The rise in note jobs is attributed to how tellers are told to do one thing — cooperate — when faced with a robber’s demands. “Our bottom line is safety first, for tellers and customers,” says the American Bankers Association’s Mohsberg. That, of course, means handing over the cash. The last thing bankers want is a shootout. This strategy has been successful: last year, only 13 deaths (10 of which were those of the perpetrators) occurred nationally in connection with bank robberies — the lowest number in eight years.
So, for the would-be robber, banks offer a near-guaranteed haul — loot is taken in 92 percent of all bank robberies — and no hassles (other than the prospect of getting caught and put away, of course). “I could go into a 7-Eleven and maybe get only $100 from the register,” says Evans, “or I could go to a pawn shop or liquor store and have the owner behind the counter pull a shotgun on me.” He did the math. Bank robbing, it seemed, was a “no-brainer.”
The relative ease of committing a bank robbery is one major reason why these crimes fluctuate in number, Evans says, but never entirely go away.
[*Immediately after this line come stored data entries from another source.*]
PR #24765, opened 2021-02-28
Update requirements.txt

wstates:
pip install frappe
An installation error will occur

pip install git+https://github.com/frappe/frappe.git
Installing directly with the git address works fine

> Screenshots/GIFs


ankush:
Use Frappe bench to install frappe apps.

https://github.com/frappe/bench

PR #24768, opened 2021-03-01
chore: improve error message for missing fields.

ankush:
Screenshot 2021-03-01 at 10 47 37 AM


erpnext/payroll/doctype/salary_slip/salary_slip.py
```diff
@@ -504,7 +504,7 @@ def eval_condition_and_formula(self, d, data):
 			return amount
 
 		except NameError as err:
-			frappe.throw(_("Name error: {0}").format(err))
+			frappe.throw(_("Name error: {0} <br> This error can be due to missing or deleted field.").format(err))
```
marination: Wherever possible try, add titles to error messages. The `Message` seems very non human
```suggestion
			frappe.throw(_("{0} <br> This error can be due to missing or deleted field.").format(err), 
			    title=_("Name error"))
```

marination (approved):

PR #24773, opened 2021-03-01
fix: GL Entries for AP/AR Summary

### LINKED ISSUE #22846: Accounts Receivable Summary mismatch with General ledger and Customer Ledger Summary-v13
- General Ledger Debit Amount and Customer Ledger Summary Invoiced Amount agree.
- General Ledger Credit Amount and Customer Ledger Summary Paid Amount do not agree, because Paid Amount in CLS includes cancelled entries.
- 
- Invoiced Amount and Paid Amount in Accounts Receivable Summary, do not agree with what's on the GL and Customer Ledger Summary. Could be a reason for this, but it's not clear where the figures in the Accounts Receivable Summary come from.

UrvashiKishnani:
SQL query modified to fetch only those GL Entries for Accounts Payable Summary and Accounts Receivable Summary reports where the corresponding payment entry is in submitted state.

Issue:
Currently the AP and AR Summary report calculates the advance amount from payment entries. However, the filter to check whether the payment entry is in submitted state is not present.

Steps to reproduce:
1. Create a payment entry for a certain supplier which is not linked to any payment invoice. This will add the amount paid in the payment entry to the advance payment column in the accounts payable report.
2. Cancel the above payment entry. The advance payment column in the accounts payable report still reflects this amount and the paid amount column is adjusted to tally the outstanding amount. However, these numbers do not make sense against the Accounts Payable report and the calculated paid amount is incorrect.

Closes #22846

### DIFF
--- a/erpnext/accounts/party.py
+++ b/erpnext/accounts/party.py
@@ -606,20 +606,19 @@ def get_partywise_advanced_payment_amount(party_type, posting_date = None, futur
 	cond = "1=1"
 	if posting_date:
 		if future_payment:
-			cond = "gle.posting_date <= '{0}' OR DATE(creation) <= '{0}' """.format(posting_date)
+			cond = "posting_date <= '{0}' OR DATE(creation) <= '{0}' """.format(posting_date)
 		else:
-			cond = "gle.posting_date <= '{0}'".format(posting_date)
+			cond = "posting_date <= '{0}'".format(posting_date)
 
 	if company:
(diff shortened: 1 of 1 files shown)


deepeshgarg007 (changes requested):
@UrvashiKishnani No need for joins. Just add a filter for is_cancelled = 0 like shown below
image

deepeshgarg007 (approved):

PR #24861, opened 2021-03-12
feat: provision to make auto journal entry if there is difference between stock and account value

rohitwaghchaure:
**Issue**

Screenshot 2021-03-12 at 12 04 01 PM

If the stock and account value has the difference then system throws the above validation and force user to make the journal entry. Once user create the Journal Entry then system allow user to complete the transaction. With the new changes we have added provision to make the JV automatically if there is difference between stock and account value.

Screenshot 2021-03-12 at 12 08 52 PM

**Report**

Added report to know which are the incorrect stock value transactions

Screenshot 2021-03-12 at 12 10 25 PM


olamide2:
This is a pretty good idea

PR #24862, opened 2021-03-12
fix: added correct path in hooks

AfshanKhan:
For loan processing added correct paths in hooks.py


deepeshgarg007:
@AfshanKhan send this on v13-pre-release as well

AfshanKhan:
> @AfshanKhan send this on v13-pre-release as well

Backport at https://github.com/frappe/erpnext/pull/24865

PR #24863, opened 2021-03-12
fix: PO not created against all selected suppliers (drop shipping)

marination:
**Issue:**
- Create 3 Items with drop shipping checkbox checked.
- Create Sales order with this the above 3 items created above. Now for each item row select different supplier for drop shipping and submit SO
- Now create Purchase order and in the Pop-up select "Against Default Supplier" > Then it will create PO only for the 1st item row. However, it should create 3 POs as per the different suppliers selected in the SO.
drop-ship-bug

**Fix:**
- Don't return doc while looping over suppliers and creating POs, 
- Return list of created PO doc objects after loop
- Added test case for coverage. **This case** shouldn't break again.
drop-ship-fix


marination:
Screenshot 2021-03-31 at 3 02 12 PM

PR #24903, opened 2021-03-16
test: set correct qty when creating subcontract transfer entry

sagarvora:
Since only 10 units are received, but 20 are used, it was failing.


rohitwaghchaure:
@sagarvora Can you change the qty from 10 to 20 at line no 725, this is not a transferred entry. This is a material receipt entry.

PR #24904, opened 2021-03-16
ci: use ubuntu 18 specifically

hasnain2808:
Use ubuntu 18 instead of latest to ensure we get the exact same environment each time


sagarvora:
Why not `20.04`?

sagarvora (approved):

PR #24910, opened 2021-03-17
fix: copy_parent_value_in_all_row function error

AndyOverLord:

This utility function is not being used in any where. But I found it's useful for a custom feature I would like to achive, which is to create a custom button to update all the expected_delivery_date in purchase order items table. 

I replaced fieldname to parent_fieldname as fieldname is not necessary exist for my use case.
By fixing the issue, I can use schedule_date as parent field to update all the child table items' expected_delivery_date.

> Screenshots/GIFs


erpnext/public/js/utils.js
```diff
@@ -293,7 +293,7 @@ $.extend(erpnext.utils, {
 	},
 	copy_parent_value_in_all_row: function(doc, dt, dn, table_fieldname, fieldname, parent_fieldname) {
 		var d = locals[dt][dn];
-		if(d[fieldname]){
+		if(d[parent_fieldname]){
```
marination, line 296: - Since this is a utility function, all logic needs to be generic (that serves everyone). 
- `parent_fieldname` and `fieldname` are both critical to this function.
- The check is to make sure that someone does not accidentally pass a non-existent fieldname, mistyped fieldname or no fieldname at all. So you could check for both these fields since they are required.
```suggestion
		if(d[parent_fieldname] && d[fieldname]){
```

marination: - `parent_fieldname` must pertain to a field that is not in the table, and is in the outer form. 
- `d` here contains the child row, which will only have `fieldname`.

Your fix is checking for the parent field in the child row, which is incorrect. Am I missing something ?

AndyOverLord: Hi @marination , Thanks for your reply.

I'm not very sure what's the original developer's purpose by writing the `copy_parent_value_in_all_row`. But if we take a look of its sibling function `copy_value_in_all_rows` on line 153 same file:

image

It assumes that `field_name` exists both on outer form and child table. And it only pastes the value in if `d[field_name]` has value.

What I want to achive by using `copy_parent_value_in_all_row` is that it can take outer form's field value and overrides to every rows in child table.

My use case in custom script:
image

In my case, since all purchase orders submitted with schedule_date in outer form will use `copy_value__in_all_rows` to add schedule_date in items table. We don't use schedule date field that much, but users would like to set `expected_delivery_date` on items table, which is a field not existing in outer form.

Hence I have modified this change to achieve my goal which is to prompt user to update an ETA which overrides `schedule_date` in outer form and all child table rows plus set the value in "expected_delivery_date" in all child table rows as well.

I would suggest to rename this function as **overrides_parent_value_in_all_rows** and then remove the if statement validation, just loop through each item and overrides the `parent_fieldname` to `d[field_name]`.

Sorry I realized my reply might be too long and probably doesn't make sense.
Please leave any your questions or feedbacks. Thank you! 😊

AndyOverLord (commented):
Hi there, please review my new commit changes. Thanks

erpnext/public/js/utils.js
marination: @AndyOverLord Makes sense. Just some poorly defined utilities. Will try to clean up the rest later. Your changes look fine.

Yet even as banks have become better targets, they have armed themselves to foil bank robbers. Over the past two decades, banks have invested millions in developing enhanced technology to help law enforcement agencies identify and capture thieves: digital camera systems; dye packs (timed devices hidden among stacks of bills that catch thieves “red-handed” by exploding a cloud of colored ink); bait money (bills marked with specific serial numbers); teller alarms; and silent tracking devices.
Nevertheless, such efforts are about apprehension, not deterrence. “We’re always going to have robberies if the opportunities are there,” says Robert McCrie, a professor of security management at the John Jay College of Criminal Justice in New York.
Among banks robbed last year nationwide, more than 98 percent maintained surveillance and alarm systems. Today, more bank robbers may be getting caught, but that doesn’t mean they’ve stopped coming.
And not many project the kind of cool intelligence of George Clooney’s character in Out of Sight (1998), to name just one film with a bank robber protagonist.
“Bank robbing isn’t exactly a thinking man’s crime,” says Rick Porello, an Ohio police lieutenant and the author of Superthief: A Master Burglar, the Mafia, and the Biggest Bank Heist in US History (Next Hat Press, 2005), which chronicles a 1972 Orange County heist of roughly $30 million. “Almost anyone can put on a mask and go in and hold up a bank. There’s really nothing to it.”